Interestingly, the UBS Equity Strategy team argues “signs of rotation are likely in the making”, and the chart below (yes, it’s one chart as the right-hand side is a ‘blow-up’ of the longer-run left hand-side chart) compares ISM new orders to positive revisions in cyclical parts of the equity market. We note that much of the alpha in the market over the past month has come from beta as well as tech stocks with strong long-term thematics. UBS adds that, over recent weeks, financials have been outperforming utilities, materials have been outperforming staples and commodity prices are also off their lows.
What’s our take? Forward earnings in the cyclical part of the US equity market have continued to track lower in line with indicators such as ISM new orders, and any rotation in the market would need those earnings revisions to find a clear bottom. As UBS’ chart shows, this could emerge over coming months as we transition Q2, which likely holds the worst of the economic data. As highlighted previously in this space, the nature of PMIs and ISMs is they tend to recover from extreme lows relatively quickly by nature of their calculation (and regardless of the shape of the recovery).
We continue to believe the equity market remains vulnerable to a 5-10% pullback given valuations and its recent strength.
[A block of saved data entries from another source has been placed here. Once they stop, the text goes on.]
PR #595, opened 2025-07-13
feat: decrypt GnuPG-proprietary packet type 20 encryted data and v5 SKESK

hko-s:
This PR implements decryption support for two GnuPG-proprietary formats, which are described in https://www.ietf.org/archive/id/draft-koch-librepgp-03.html

- GnuPG's "OCB Encrypted Data Packet" (a precursor to the IETF-standardized v2 SEIPD), and

[this is a rebased reboot of #580]


dignifiedquire:
please update the `STATUS.md` doc as well

src/packet/gnupg_aead.rs
```diff
@@ -0,0 +1,105 @@
...
+            packet_header,
+            config,
+            data: data.freeze(),
+        })
+    }
+}
+
+impl Serialize for GnupgAeadData {
+    fn to_writer<W: Write>(&self, _: &mut W) -> Result<()> {
+        todo!()
```
dignifiedquire: this is not good, please implement these so we have roundtrip tests, even if we don't emit them anywhere

tests/libre.rs
```diff
@@ -0,0 +1,181 @@
+//! Tests for non-OpenPGP formats from
```
dignifiedquire: file should be renamed to sth like`gnupg.rs`

src/packet/gnupg_aead.rs
hko-s: I'm happy as long as there's no risk rPRG users will pollute the zone with these packets.

At first I was worried that users of rPGP might produce them if we implement `Serialize`. But on second thought `Serialize` is fine, as long as we don't have an implementation that encrypts to this format.

So, yes! I'll implement serialize.

src/composed/message/types.rs
```diff
@@ -576,16 +628,26 @@ impl<'a> Edata<'a> {
                 // SED packets are malleable, decrypting them should only be necessary for historical data
                 bail!("Decryption of SymEncryptedData is discouraged")
             }
+            Self::GnupgAeadData { .. } => {
+                bail!("GnuPG's AEAD format (packet type 20) is non-standard, and not supported by default")
```
dignifiedquire: maybe mention what API to use instead? same with the SED above?

src/composed/message/types.rs
```diff
@@ -576,16 +628,26 @@ impl<'a> Edata<'a> {
...
+    /// In addition, decryption of legacy SED packets and GnuPG AEAD (packet type 20) can be explicitly opted into.
     ///
-    /// HAZMAT: Decrypts SEIPD (v1 or v2) and SED packets.
-    pub fn decrypt_legacy(&mut self, key: &PlainSessionKey) -> Result<()> {
+    /// HAZMAT: Depending on the passed `enable` parameter, this decrypts malleable SED packets.
+    /// Also see <https://www.rfc-editor.org/rfc/rfc9580.html#name-avoiding-ciphertext-malleab>
+    pub fn decrypt_permissive(
+        &mut self,
+        key: &PlainSessionKey,
+        enable: &[OtherEdataType],
```
dignifiedquire: I think a custom builder would be nicer for this

```rust
let decrypt_opts = DecryptionOpts::default()
    .enable_legacy()
    .enable_gnpg_aead();
```

src/composed/message/types.rs
```diff
@@ -594,7 +656,18 @@ impl<'a> Edata<'a> {
                 reader.decrypt(key)?;
             }
             Self::SymEncryptedData { reader } => {
-                reader.decrypt(key)?;
+                if enable.contains(&OtherEdataType::Legacy) {
+                    reader.decrypt(key)?;
+                } else {
+                    bail!("Decryption of SymEncryptedData is not enabled")
```
dignifiedquire: maybe "disabled"?

src/composed/message/types.rs
```diff
@@ -1080,6 +1164,13 @@ pub struct TheRing<'a> {
     ///
     /// Defaults to `false`.
     pub allow_legacy: bool,
+    /// If this is `true` non-standard GnuPG AEAD packets (type 20) are also decrypted.
+    ///
+    /// This also enables decryption of the GnuPG-proprietary v5 SKESK format
+    /// (AEAD-based password encrypted session key).
+    ///
+    /// Defaults to `false`.
+    pub allow_gnupg_aead: bool,
```
dignifiedquire: I think if we have `DecryptionOpts` like I suggested above, we can replace these two boolean fields with that in here

hko-s: yes, that sounds good :+1:

src/packet/gnupg_aead.rs
```diff
@@ -0,0 +1,126 @@
...
+        sym::SymmetricKeyAlgorithm,
+    },
+    errors::{ensure_eq, InvalidInputSnafu, Result},
+    packet::{PacketHeader, PacketTrait},
+    parsing_reader::BufReadParsing,
+    ser::Serialize,
+    types::Tag,
+};
+
+#[derive(Clone, PartialEq, Eq, derive_more::Debug)]
```
dignifiedquire, line 21: docs

src/packet/gnupg_aead.rs
```diff
@@ -0,0 +1,126 @@
...
+        Ok(())
+    }
+
+    fn write_len(&self) -> usize {
+        4 + self.iv.len()
+    }
+}
+
+#[derive(Clone, PartialEq, Eq, derive_more::Debug)]
+pub struct GnupgAeadData {
```
dignifiedquire, line 92: docs

src/packet/gnupg_aead.rs
```diff
@@ -0,0 +1,126 @@
...
+        sum += self.data.len();
+        sum
+    }
+}
+
+impl PacketTrait for GnupgAeadData {
+    fn packet_header(&self) -> &PacketHeader {
+        &self.packet_header
+    }
+}
```
dignifiedquire, line 132: please add proptests for serialization and deserialization, like we have for the other packets

src/packet/gnupg_aead.rs
```diff
@@ -0,0 +1,126 @@
...
+            aead,
+            chunk_size,
+            iv: iv.into(),
+        })
+    }
+}
+
+impl Serialize for Config {
+    fn to_writer<W: Write>(&self, writer: &mut W) -> Result<()> {
+        writer.write_u8(0x01)?;
```
dignifiedquire: make this a constant

src/packet/gnupg_aead.rs
```diff
@@ -0,0 +1,126 @@
...
+    ser::Serialize,
+    types::Tag,
+};
+
+#[derive(Clone, PartialEq, Eq, derive_more::Debug)]
+pub struct Config {
+    pub sym_alg: SymmetricKeyAlgorithm,
+    pub aead: AeadAlgorithm,
+    pub chunk_size: ChunkSize,
+    pub iv: Vec<u8>,
```
dignifiedquire: this is fixed size, should be an array not a `Vec`

src/packet/sym_key_encrypted_session_key.rs
```diff
@@ -411,15 +406,31 @@ fn parse_v5<B: BufRead>(
...
     let sym_alg = i.read_u8().map(SymmetricKeyAlgorithm::from)?;
-    let aead = i.read_u8().map(AeadAlgorithm::from)?;
-    let s2k_len = i.read_u8()?;
-    let s2k_data = i.read_take(s2k_len.into());
-    let s2k = StringToKey::try_from_reader(s2k_data)?;
+
+    // A one-octet encryption mode number which MUST be 2 to indicate OCB.
+    let mode = i.read_u8()?;
+
+    // we only support OCB mode (it's unclear if 1 (EAX) was every produced)
```
dignifiedquire: typo "every"

src/packet/sym_key_encrypted_session_key.rs
```diff
@@ -411,15 +406,31 @@ fn parse_v5<B: BufRead>(
...
+    // A starting initialization vector of size specified by the mode.
     let iv = i.take_bytes(aead.iv_size())?;
+
+    // An authentication tag for the encryption mode.
     let aead_tag_size = aead.tag_size().unwrap_or_default();
-    let esk = i.rest()?;
+
+    // The encrypted session key itself, which is decrypted with the string-to-key object using
+    // the given cipher and encryption mode.
+    let esk = i.take_bytes(sym_alg.key_size() + aead_tag_size)?; // TODO: is this always the right length?
```
dignifiedquire: what about this TODO?

src/packet/gnupg_aead.rs
hko-s: It's not fixed between the two modes that [libre](https://www.ietf.org/archive/id/draft-koch-librepgp-03.html#name-ocb-encrypted-data-packet-t) specifies. The draft has both EAX and OCB, with differently sized IV. If I ever get a hold of a test vector for EAX, i might like to also implement that, for completeness.

src/packet/gnupg_aead.rs
hko-s: I'm failing to find serialize/deserialze proptests for SED or SEIPD. Where should I look? 😕

src/composed/message/types.rs
```diff
@@ -576,16 +628,26 @@ impl<'a> Edata<'a> {
                 // SED packets are malleable, decrypting them should only be necessary for historical data
                 bail!("Decryption of SymEncryptedData is discouraged")
```
hko-s: `decrypt` and `decrypt_permissive` currently emit different error messages. If the messages were unified, `decrypt` could be implemented in terms of `decrypt_permissive` with `DecryptionOptions` set to default.

src/packet/sym_key_encrypted_session_key.rs
hko-s: That was me being unsure what the draft is telling me. I now think the code is correct, and removed the TODO :sweat_smile:

src/packet/gnupg_aead.rs
hko-s: I generalized [the iv reading](https://github.com/rpgp/rpgp/pull/595/files#diff-76051256aa3d623990719cb9015595759ca3243733c6806ba2c5d488d37aa919R61) to clarify this.

dignifiedquire: then use `Bytes` please

hko-s: ah ok, i didn't think of that. changed the type.

dignifiedquire (approved):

However, even if the stocks with the most stretched valuations were to correct, a rotation into cyclical parts of the market on the back of signs the worst of the economic cycle has passed could mitigate the extent of the index’s correction. Such a development would support our view that the market seems unlikely to retest its 23 March lows without additional significant (and likely multiple) negative catalysts, and there’s a risk it may trade sideways in a range for some time.
Expectations for cyclicals reflect lingering pessimism in the most economically sensitive segments
Source: FactSet, UBS.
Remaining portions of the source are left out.